ADDENDA: 2014 Aug 23
When I ran a recent ezjail-admin config, my chroot stopped working. I started seeing errors like this:
This command (FreshPorts code 1): /usr/local/bin/sudo /usr/sbin/chroot -u dan /usr/local/FreshPorts/ports-jail /make-port.sh /usr/local/PORTS-head biology/consed 2>/tmp/FreshPorts.biology.consed.make-error.2014.8.23.18.41.36.74756 produced this error: Error message is: chroot: /make-port.sh: No such file or directory
I tried a chroot into the jail:
$ /usr/local/bin/sudo /usr/sbin/chroot -u dan /usr/local/FreshPorts/ports-jail Password: chroot: /bin/sh: No such file or directory
Oh.
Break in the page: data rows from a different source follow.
PR #528, opened 2020-12-16
[#494] Fetch Facebook metadata

### LINKED ISSUE #494: Fetch Facebook Metadata
Also addresses #482 

Facebook offers two APIs that can be used to retrieve metadata of a new conversation now:

https://developers.facebook.com/docs/messenger-platform/identity/user-profile/
https://developers.facebook.com/docs/graph-api/reference/conversation/#edges

Instead of determining if this conversation is new, we can appropriate the Facebook `sender` app to check for missing metadata.

- [x] Add aggregated metadata to the `context` table
- [x] Fetch profile information if certain metadata (e.g. first and last name) is missing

I looked up this blog post. I had already looked at /etc/fstab.jester and noticed it had just one line, as created by ezjail-admin.
My next step, restore that file from backup (as done by Bacula). Then I adjusted the paths to reflect the new locations and restarted the jail. All fixed.